ERIC CHAKEEN

Still, Corridor’s clothes often transcend the trap of slightly tweaked basics. These days, Snyder works almost exclusively with international textile suppliers in places like India, Peru, Italy, and Portugal. Snyder, a passionate rug collector, considers his specialities to be textile work and color. The day of our lunch, Snyder is wearing a then-unreleased “overshot western” shirt in a lime green and a checkered pattern that looks rendered in 8-bit. 
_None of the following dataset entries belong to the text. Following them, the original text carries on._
Issue #1583, opened 2014-04-16
_.intersection should work with arrays regardless of if the first arg is an array


jdalton:
Currently `_.intersection(null, [1, 2, 3]);` returns an empty array `[]` but it should return `[1, 2, 3]` just as `_.intersection(null, [1, 2], null, [2, 3])` should return `[2]`.

This would allign with the current behavior of `_.union` which `_.union(null, [1, 2], null, [3]);` returns `[1, 2, 3]`.

jashkenas:
The intersection of nothing and something is nothing. The union of nothing and something is something. I think the current behavior is the correct behavior.

PR #2050, opened 2015-02-14
_.intersection should work with if the first arg is null.

chrishilditch:
Patch for issue #1583 - _.intersection should work with arrays regardless of if the first arg is an array.

### DIFF
--- a/test/arrays.js
+++ b/test/arrays.js
@@ -204,11 +204,13 @@
     result = _.intersection([2, 4, 3, 1], [1, 2, 3]);
     deepEqual(result, [2, 3, 1], 'preserves order of first array');
     result = _.intersection(null, [1, 2, 3]);
-    equal(Object.prototype.toString.call(result), '[object Array]', 'returns an empty array when passed null as first argument');
-    equal(result.length, 0, 'returns an empty array when passed null as first argument');
-    result = _.intersection([1, 2, 3], null);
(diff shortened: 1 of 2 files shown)


test/arrays.js
```diff
@@ -204,11 +204,13 @@
...
-    result = _.intersection([1, 2, 3], null);
-    equal(Object.prototype.toString.call(result), '[object Array]', 'returns an empty array when passed null as argument beyond the first');
-    equal(result.length, 0, 'returns an empty array when passed null as argument beyond the first');
+    deepEqual(result, [1, 2, 3], 'ignores a null value when it is the first item passed');
+    result = _.intersection([1, 2], null, [2, 3])
+    deepEqual(result, [2], 'ignores null values when they are passed as arguments beyond the first');
+    result = _.intersection([1, 2], [2, 3], null)
+    deepEqual(result, [2], 'ignores a null value when it is passed as the last argument');
+    result = _.intersection(null, null);
+    deepEqual(result, [], 'only passing null values returns an empty array');
```
megawac: None of the tests cover `null` as the first argument

megawac:
Also, it's not just `null|undefined` that are of issue in #1583 but other objects `{}` etc. One simple way to do this would to just filter the arguments :sleepy:

jridgewell:
Closed by https://github.com/jashkenas/underscore/issues/1583#issuecomment-75154103.

PR #2054, opened 2015-02-17
Refactor tests; don't install phantom by default; karma for browser tests

megawac:
This makes the node tests the default instead of headless mode and uses karma to run the phantomjs/whatever browser tests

“Green means go,” Snyder says when I ask how he landed on this particular shade. “This shirt’s really a day-to-night thing. You can wear it out. If you go more olive, you can’t wear this out.”

Why? 

“Olive’s not sexy.” 

He credits his brand’s recent surge to men coming out of the pandemic with the desire to be more expressive. Not only did guys discover more about themselves—and, consequently, their style—while locked down, they came out with a peacock’s mentality. “You were stuck inside. Now, you can be out, you can look at people, they can look at you, you can emit something. You don’t have to talk to them,” Snyder says. “But at least you can feel like this.” 
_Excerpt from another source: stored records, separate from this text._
Issue #2008, opened 2015-01-14
Feature request: _.matches accepting an array as the argument, or multiple arguments


afanasy:
So it's possible to filter by multiple values of the same key:

```javascript
_.matches([{name: 'Bob'}, {name: 'Alice'}])
//matches both {name: 'Bob'} and {name: 'Alice'}

//and this syntax would be nice to have too :)
_.matches({name: 'Bob'}, {name: 'Alice'})
//matches both {name: 'Bob'} and {name: 'Alice'}
```

megawac:
I would sooner have a `anyPass` and `allPass` which call each function in an array with provided arguments

Then we could do
```js
var isBobOrAlice = _.partial(_.anyPass, _.map([{name: 'Bob'}, {name: 'Alice'}], _.matches));

isBobOrAlice({name: 'Bob'})
```

afanasy:
This looks good too, but I wanted to use _.where in the same manner:
```javascript
_.where(person, [{name: 'Bob'}, {name: 'Alice'}])
```
returns array with Bob and Alice
and the new syntax is backward compatible as far as I can see, it just adds the special handling case if argument is an array

jashkenas:
Yeah, `anyPass` and `allPass` would be better than this. If you want boolean logic, just use it!

    _.matches(a) or _.matches(b)

    _.matches(a) and _.matches(b) and not _.matches(c)

Issue #1985, opened 2014-12-19
_.isMatch


jdalton:
There's been a request for a function like `_.matches` that accepts the object to compare to without having to create the function. So kind-of like `_.isEqual`. Do you all have thoughts on an  `_.isMatch` method that accepts an object and a source to compare it against?

```js
var object = {'a':1,'b':2,'c':3};
var source = {'b':2};
_.isMatch(object, source);
// => true
```

jashkenas:
-> #2057

PR #2057, opened 2015-02-19
Add proper Object function matches

jridgewell:
This takes `_.matches` and turns it into a proper Object Function (takes the object as the first parameter). This should satisfy the performance problems seen in [jashkenas/backbone#3487](https://github.com/jashkenas/backbone/pull/3487#issuecomment-75001423).

I think it’s pretty apparent we jumbled the arguments originally. See the need to special case [`Backbone.Model#matches`](https://github.com/jashkenas/backbone/blob/master/backbone.js#L390-L393) instead of auto proxying like the other [`_` methods](https://github.com/jashkenas/backbone/blob/master/backbone.js#L669-L680). We even have to special case [`Collection#matches`](https://github.com/jashkenas/backbone/blob/master/backbone.js#L917-L924) so we don’t kill performance doing simple `where`s.

The legacy `_.matches(obj)` predicate matcher has been extracted into `_.matcher`. `_.matches` will return the predicate matcher if only one argument is provided. This legacy support should be removed in v2.0.

### DIFF
--- a/underscore.js
+++ b/underscore.js
@@ -87,7 +87,7 @@
   var cb = function(value, context, argCount) {
     if (value == null) return _.identity;
     if (_.isFunction(value)) return optimizeCb(value, context, argCount);
-    if (_.isObject(value)) return _.matches(value);
+    if (_.isObject(value)) return _.matcher(value);
     return _.property(value);
   };
   _.iteratee = function(value, context) {
@@ -300,13 +300,13 @@
   // Convenience version of a common use case of `filter`: selecting only objects
   // containing specific `key:value` pairs.
   _.where = function(obj, attrs) {
-    return _.filter(obj, _.matches(attrs));
+    return _.filter(obj, _.matcher(attrs));
   };
 
   // Convenience version of a common use case of `find`: getting the first object
   // containing specific `key:value` pairs.
   _.findWhere = function(obj, attrs) {
-    return _.find(obj, _.matches(attrs));
+    return _.find(obj, _.matcher(attrs));
   };
 
   // Return the maximum element (or element-based computation).
@@ -1091,6 +1091,20 @@
     return obj;
   };
 
+  // Returns whether an object has a given set of `key:value` pairs.
+  _.matches = function(object, attrs) {
+    if (arguments.length < 2) return _.matcher(object);
+    var keys = _.keys(attrs), length = keys.length;
+    if (object == null) return !length;
+    var obj = Object(object);
+    for (var i = 0; i < length; i++) {
+      var key = keys[i];
+      if (attrs[key] !== obj[key] || !(key in obj)) return false;
+    }
+    return true;
+  };
+
+
   // Internal recursive comparison function for `isEqual`.
   var eq = function(a, b, aStack, bStack) {
     // Identical objects are equal. `0 === -0`, but they aren't identical.
@@ -1306,16 +1320,10 @@
   };
 
   // Returns a predicate for checking whether an object has a given set of `key:value` pairs.
-  _.matches = function(attrs) {
-    var pairs = _.pairs(attrs), length = pairs.length;
+  _.matcher = function(attrs) {
+    attrs = _.assign({}, attrs);
     return function(obj) {
-      if (obj == null) return !length;
-      obj = new Object(obj);
-      for (var i = 0; i < length; i++) {
-        var pair = pairs[i], key = pair[0];
-        if (pair[1] !== obj[key] || !(key in obj)) return false;
-      }
-      return true;
+      return _.matches(obj, attrs);
     };
   };
 
--- a/test/objects.js
+++ b/test/objects.js
@@ -767,6 +767,103 @@
   test('matches', function() {
     var moe = {name: 'Moe Howard', hair: true};
     var curly = {name: 'Curly Howard', hair: false};
+
+    equal(_.matches(moe, {hair: true}), true, 'Returns a boolean');
+    equal(_.matches(curly, {hair: true}), false, 'Returns a boolean');
+
+    equal(_.matches(5, {__x__: undefined}), false, 'can match undefined props on primitives');
+    equal(_.matches({__x__: undefined}, {__x__: undefined}), true, 'can match undefined props');
+
+    equal(_.matches(null, {}), true, 'Empty spec called with null object returns true');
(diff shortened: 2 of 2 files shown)


underscore.js
```diff
@@ -1091,6 +1091,20 @@
     return obj;
   };
 
+  // Returns whether an object has a given set of `key:value` pairs.
+  _.matches = function(object, attrs) {
+    if (arguments.length < 2) return _.matcher(object);
+    var keys = _.keys(attrs), length = keys.length;
+    if (object == null) return !length;
+    var obj = Object(object);
```
jridgewell: Note: I'm intentionally **not** assigning to `object` here to avoid an [arguments deopt](https://github.com/petkaantonov/bluebird/wiki/Optimization-killers#31-reassigning-a-defined-parameter-while-also-mentioning-arguments-in-the-body-typical-example).

jdalton:
lodash has [_.isMatch](https://lodash.com/docs#isMatch) it'd be nice to align to that.

jridgewell:
Sorry, I meant to link https://github.com/jashkenas/underscore/issues/1985 as well.

I overloaded `_.matches` because the current functionality isn't implied by the name (I think `_.matcher` fits it better). I'm not tied to it, and I think getting this (or `_.isMatch`) merged is more important than my dislike of the current name.

jashkenas:
Very nice.

`_.matches` and `_.matcher` are nice names for it.

jdalton:
Way to be a team player.

jdalton:
`_.matches` already exists it seems odd to change the behavior now. And most methods in Underscore that return a boolean are prefixed with `is`.

megawac:
Yeah, I agree with @jdalton I think it makes sense for this to be `matches` (old behaviour) and `isMatch` for bc

arthurvr:
> Way to be a team player.

Ya :(

jridgewell:
> _.matches already exists. It seems odd to change the behavior now.

But it would make the Backbone method ugly. `Model#isMatch` isn't as nice as `Model#matches`.

> And most methods in Underscore that return a boolean are prefixed with is.

Could be aliased?

> This will actually break some suggestions I've made on SO and the issues as matches is not gaurded.

We can add a guard here, and remove that with v2.0 as well.

- - -

I just **really** dislike having `_.matches` return a function... :smile:

megawac:
I feel like that is more effort than its worth: I'd say just leave matches be

jdalton:
> I just really dislike having `_.matches` return a function... :smile:

I've gotten used to it. It makes sense since it produces a function that checks if an object matches the source. This feel inconsistent since there's `isEqual` and not `equals`.

jdalton:
And again the overloading is gross, sometimes returning a function or a boolean is yuck, @michaelficarra is rolling over in his seat.

jridgewell:
@megawac: how were you using `_.matches` as an `iteratee`? `_.filter(arr, _.matches)` doesn't make sense.

@jashkenas: Thoughts on overloading?

megawac:
@jridgewell it was something like


```js
var obj = {a: 1};
var hasMatch = _.chain([{b: 1}, 'a']).map(_.iteratee).any((matcher) => matcher(obj));
```

I don't recall exactly what the code was

jashkenas:
`_.matches` was a crappy name for what it was doing — it shouldn't have been added with that name in the first place. Mea culpa.

    _.matches(options, {async: true})    // => true

Reads nicely. 

The overloading is certainly gross, but can be removed over time. Leaving the function named poorly would be worse in the long term.

megawac:
@jashkenas I disagree, a poorly named function is much better than changing the contract. This will force some users using `matches` to update their code for no particularly good reason

jdalton:
> `_.matches` was a crappy name for what it was doing 

Naming is hard and it can be seen to work as both. `_.isMatch` better follows the naming conventions in Underscore.

jdalton:
> 
```js
_.matches(options, {async: true})    // => true
```
> Reads nicely.

I'd argue that it doesn't read nicely as devs are used to it having completely different behavior.

braddunbar:
Yea, returning a function or a boolean with an optional first argument, not second, is about an confusing as it gets. If we dislike the name `_.matches` then let's alias and deprecate it. I don't think a bad name is a good reason to add a breaking change with completely new functionality.

jridgewell:
> I don't think a bad name is a good reason to add a breaking change with completely new functionality.

I don't think any breaking change was introduced. @megawac mentioned guarded behavior but you would never use `_.matcher` as an iteratee, only it's returned method. I also searched his [StackOverflow answers](http://stackoverflow.com/search?q=user%3A1517919+%5Bunderscore%5D+matches) (sorry that's kind of stalker-y) and only found one answer pertaining to `_.matches`, but it isn't affected by this. And if this is the concern, we can add a `guard` flag until the legacy support is removed.

The optional first arg is clunky, but it'll go away in the next major (hopefully) release.

megawac:
@jridgewell here's a (currently non working) example of something that would break with this

> ```js
var isBobOrAlice = _.partial(_.anyPass, _.map([{name: 'Bob'}, {name: 'Alice'}], _.matches));
isBobOrAlice({name: 'Bob'})
```

https://github.com/jashkenas/underscore/issues/2008#issuecomment-70552484

jridgewell:
Damn. I'll work a `guard` PR.

megawac:
> Yea, returning a function or a boolean with an optional first argument, not second, is about an confusing as it gets. If we dislike the name _.matches then let's alias and deprecate it. I don't think a bad name is a good reason to add a breaking change with completely new functionality.

:+1:

The current way this is being implemented wastes LOC for a name. Just implement `_.isMatch` instead :sleepy:

jashkenas:
Alright then — `isMatch`, and `matcher`, with `matches` aliased and deprecated, and removed from the docs. 

@jridgewell — you got this?

jridgewell:
Yah, I'll get a new PR tonight.

Can we get a 2.0 milestone with `_.isMatch` aliased to `_.matches` (and possibly `_.isEqual` -> `_.equals`)?

jashkenas:
Ah, I was thinking about sooner than that ;) I'll get it.

Re: 2.0 — nah. A little naming jiggery-pokery isn't a good enough reason to start rolling that ball down the hill.

flyswatter:
> Model#isMatch isn't as nice as Model#matches.

How about pick the grammatically correct `isMatching`?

Seth, a 29-year-old mechanical engineer in Long Island, embodies this emergent middle man, and he buys as much from Corridor as he can. He wears the brand’s selvedge denim practically every day. Much of the rest of his closet—hats, jackets, shorts, socks, and about 20 shirts—comes from Corridor, too. Seth’s journey to the brand is representative of the generation of guys who have outgrown the mall shops and are now driving the success of labels like Corridor.
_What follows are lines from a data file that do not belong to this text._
PR #2367, opened 2015-11-30
added iterate OBJ parameter to keep the consistency

adictovirtual:
pick iteratee function is called with `iteratee(value, key, obj)` but omit iteratee is defined with `iteratee(value, key)`


jdalton:
Hi @adictovirtual!

In this case the extra param isn't used so has no functional consistency to worry about.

Seth first got into clothes, as so many guys his age did, through J.Crew. “I shopped at J.Crew almost exclusively throughout college,” he says. But a few years after he graduated, he decided he needed something more interesting. Corridor, which was in its infancy as the fashion brand for non-fashion guys, was the fix. “I jumped ship,” Seth says. “It felt like a simple progression from J.Crew, where there were a lot of fairly simple, traditional items, especially the button ups, but taken up multiple levels in creativity and quality.”